The Bergman Fontinalis and the Fontinalis Fin were the first two brook trout fin wet fly patterns that I ever saw. I’ve written about this before, but at age twelve, my brother, Larry, and I fished with flies for the first time at a farm pond near our cabin in Tioga County, Pennsylvania. We caught lots of bluegills that day. I don’t recall what Larry used, but I fished a Yellow Sally. We became hooked on fly fishing, and when we returned to the farm house that served as our cabin, my dad showed me his copy of Trout. It’s a first edition, 9th printing of the 1938 classic. I still have it with his signature in ink inside the front cover, penciled notations in the margins with the pattern recipes in the back, like “sizes 8-10-12, good for brookies,” and I treasure it. I remember him saying it was a Christmas gift from my aunt and uncle.

Recently I tied up six classic wet flies as part of an order for a customer in Alberta, Canada. The Bergman Fontinalis posted here is the fourth pattern in that series, following the Parmacheene Belle, Fletcher, and Golden Doctor. I have five more classic wet flies, mostly Lake Fly patterns, that were tied last Wednesday, July 10th, during a private fly tying lesson with a student from south-eastern Pennsylvania. I have already photographed all those patterns and plan to post them here as well.

One highlight of Dave’s visit was that he wanted to learn how to fish wet flies. Since my area had received more rainfall and storms than normal, I informed him a week or so in advance that we’d have to play any fishing by ear. On Thursday morning July 11th, I took him over the hill to nearby Lycoming Creek. The water level was falling from recent thundershowers, and it was up quite a bit and off color, but you could see bottom in three feet of water. I gave Dave a crash-course in wet fly fishing, demonstrating casting, mending of line, tending of the drift, rod-tip position, and the hand-twist retrieve. I had rigged him up with two flies from his personal box; a #14 Partridge and Yellow in hand position, and a #12 Royal Coachman on the point, both tied on 3x tippet. He got a couple hits, and then after about a half hour, he hooked a trout. It turned out to be a decent brown, and the fish aggressively had taken the Royal Coachman. That made our day.

Getting back to the brook fin wet flies, there are six historic trout fin wet fly patterns that I am aware of; The Bergman Fontinalis, Fontinalis Fin, Brook Fin, Trout Fin, Brookie Fin, and Armstrong Fontinalis. I listed them in the order in which I personally learned of each pattern. Somewhere here in my blog archives there is an article dealing with those patterns. Three of these flies, the Bergman Fontinalis, Fontinalis Fin, and Armstrong Fontinalis were all created by Michigan angler and fly tier, Phil Armstrong.
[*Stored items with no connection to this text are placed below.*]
PR #1292, opened 2023-05-05
Don't perform file-wide text substitutions

mr0re1:
Don't perform file-wide text substitutions, limit scope to string literals in variables values

### DIFF
--- a/pkg/modulewriter/hcl_utils.go
+++ b/pkg/modulewriter/hcl_utils.go
@@ -26,16 +26,16 @@ import (
 	"github.com/zclconf/go-cty/cty"
 )
 
-func escapeBlueprintVariables(hclBytes []byte) []byte {
+func escapeBlueprintVariables(s string) string {
 	// Convert \$(not.variable) to $(not.variable)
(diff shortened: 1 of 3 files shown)


pkg/modulewriter/hcl_utils.go
```diff
@@ -71,6 +71,12 @@ func TokensForValue(val cty.Value) hclwrite.Tokens {
 	}
 
 	ty := val.Type()
+	if ty == cty.String {
+		s := val.AsString()
+		s = escapeBlueprintVariables(escapeLiteralVariables(s))
```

The Brook Fin was published in H. J. Noll’s Guide to Trout Flies; the Brookie Fin debuted in Helen Shaw’s, Flies for Fish and Fishermen: The Wet Flies, 1989; and the Trout Fin was presented in Ray Bergman’s final book, With Fly, Plug, and Bait, 1947, sent to him by fly tier Bert Quimby, of South Windham, Maine, as being a favored brook trout wet fly pattern for fishing in Maine. It does not list who created that fly, but there is a strong possibility it was originated by Quimby. The Armstrong Fontinalis was the last of these patterns that I learned about, a rather johnny-come-lately fly for me, around 2006. It was published in the book by William Blades, Fishing Flies and Fly Tying, 1951.
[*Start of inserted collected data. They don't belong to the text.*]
PR #1300, opened 2023-05-09
Creates GPU GKE example, waiting for operations module

nick-stroud:
This change:
- Adds a GKE GPU example
- Documents the `kubernetes-operations` module
- Adds `enable_private_endpoint: false` to GKE examples.
  - For best security this variable should be true but it restricts access from the public internet and provides a poor first time user experience as the cluster is unreachable in many cases. Decision leave default to true but show it off in examples so user is aware.

### Submission Checklist

### DIFF
--- a/community/modules/compute/gke-job-template/README.md
+++ b/community/modules/compute/gke-job-template/README.md
@@ -89,6 +89,7 @@ No modules.
 | <a name="input_allocatable_cpu_per_node"></a> [allocatable\_cpu\_per\_node](#input\_allocatable\_cpu\_per\_node) | The allocatable cpu per node. Used to claim whole nodes. Generally populated from gke-node-pool via `use` field. | `list(number)` | <pre>[<br>  -1<br>]</pre> | no |
 | <a name="input_backoff_limit"></a> [backoff\_limit](#input\_backoff\_limit) | Controls the number of retries before considering a Job as failed. Set to zero for shared fate. | `number` | `0` | no |
 | <a name="input_command"></a> [command](#input\_command) | The command and arguments for the container that run in the Pod. The command field corresponds to entrypoint in some container runtimes. | `list(string)` | <pre>[<br>  "hostname"<br>]</pre> | no |
+| <a name="input_has_gpu"></a> [has\_gpu](#input\_has\_gpu) | Do nodes have GPUs attached. Generally populated from gke-node-pool via `use` field. | `list(bool)` | <pre>[<br>  false<br>]</pre> | no |
 | <a name="input_image"></a> [image](#input\_image) | The container image the job should use. | `string` | `"debian"` | no |
 | <a name="input_machine_family"></a> [machine\_family](#input\_machine\_family) | The machine family to use in the node selector (example: `n2`). If null then machine family will not be used as selector criteria. | `string` | `null` | no |
 | <a name="input_name"></a> [name](#input\_name) | The name of the job. | `string` | `"my-job"` | no |
--- a/community/modules/compute/gke-job-template/README.md
+++ b/community/modules/compute/gke-job-template/README.md
@@ -6,10 +6,8 @@ The job template file can be submitted as is or used as a template for further
 customization. Add the `instructions` output to a blueprint (as shown below) to
 get instructions on how to use `kubectl` to submit the job.
 
-This module is designed to`use` one or more `gke-node-pool` modules.
-
-that can be submitted to a GKE cluster
-using `kubectl` and will run on the specified node pool.
+This module is designed to `use` one or more `gke-node-pool` modules. The job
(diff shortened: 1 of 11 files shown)


community/modules/compute/gke-job-template/variables.tf
```diff
@@ -50,6 +50,12 @@ variable "allocatable_cpu_per_node" {
   default     = [-1]
 }
 
+variable "has_gpu" {
+  description = "Do nodes have GPUs attached. Generally populated from gke-node-pool via `use` field."
```
tpdownes, line 54: There are a few issues I see here:

1. I believe the point is to produce a job template that require GPUs, not whether nodes have GPUs (even if that is the logic of the Toolkit) so the description should say that.
2. I don't quite like crossing the line into having our module variable descriptions adopt Toolkit terms in part because the behavior of "use" takes some explaining.

Please change to something more like "Indicates that the job should request nodes with GPUs. Matches output value from gke-node-pool."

I have fished several of these patterns and caught trout and land-locked salmon on them in Maine, and also in a lake right here in Pennsylvania. As an aside, the Parmacheene Belle, according to originator Henry P. Wells’ writings, the brook trout fin was the concept for his fly design. I have always disagreed with that a bit, because there is no orange in his pattern, and that fly has a yellow body, there’s no yellow in a brook trout fin. Nevertheless, that pattern, the Kineo, and perhaps the King of the Woods could be considered as possible brook trout fin wet flies. Here is a photo of the Bergman Fontinalis:

Bergman Fontinalis -

Bergman Fontinalis – #4 Mustad 3399 wet fly hook. Tied and photographed by Don Bastian.

Bergman Fontinalis

Thread: Danville Flymaster 6/0 #100 Black

Hook: Standard wet fly hook, sizes #2 to #10

Tail: White, natural dark gray, married to and topping slightly wider section of orange, duck or goose quill may be used, in two sections (left and right side)
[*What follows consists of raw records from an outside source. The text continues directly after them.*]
PR #1304, opened 2023-05-10
Initial implementation of deploy command

tpdownes:
Support workflows for deploying single- or multi-group blueprints via the following sequence of commands:

```text
ghpc create blueprint.yaml
ghpc deploy deployment_root_directory
```

No direct user execution of Terraform or Packer is necessary. If the optional `--auto-approve` flag is supplied to `deploy`, then changes to cloud infrastructure are automatically applied. If not supplied, the user must approve every deployment group separately.

In this initial implementation, `ghpc` blindly iterates over all deployment groups in-order. It will only attempt to run "terraform apply" if "terraform plan -detailed-exitcode" returns code 2. It will always attempt to build Packer images. For each group, it will always attempt to invoke "import-inputs" and "export-outputs". These are operationally harmless on groups without inputs or exports, but may print log entries to stdout.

Body: Alternate ribs of dark gray and orange wool

Hackle: Dark gray

Wing: White, dark gray, married to and topping wider section of orange

Head: Black

I used goose wing quill sections to make the tail and wing on this fly. Two barbs each of the white and gray for the tail; three barbs of orange. In the wing, I used three barbs each of white and gray. The natural dark gray quill sections are best obtained from Canada goose feathers. The hackle was tied as a throat, wound collar style, from the tip end of a gray schlappen feather. The ends of schlappen feathers make great wet fly hackles in larger hook sizes; the stems are very soft, supple, and very small in diameter, so they wrap nicely, and build no bulk at the tie-in point of the wing. The barb density is low so I generally make five to six wraps when using schlappen in this fashion.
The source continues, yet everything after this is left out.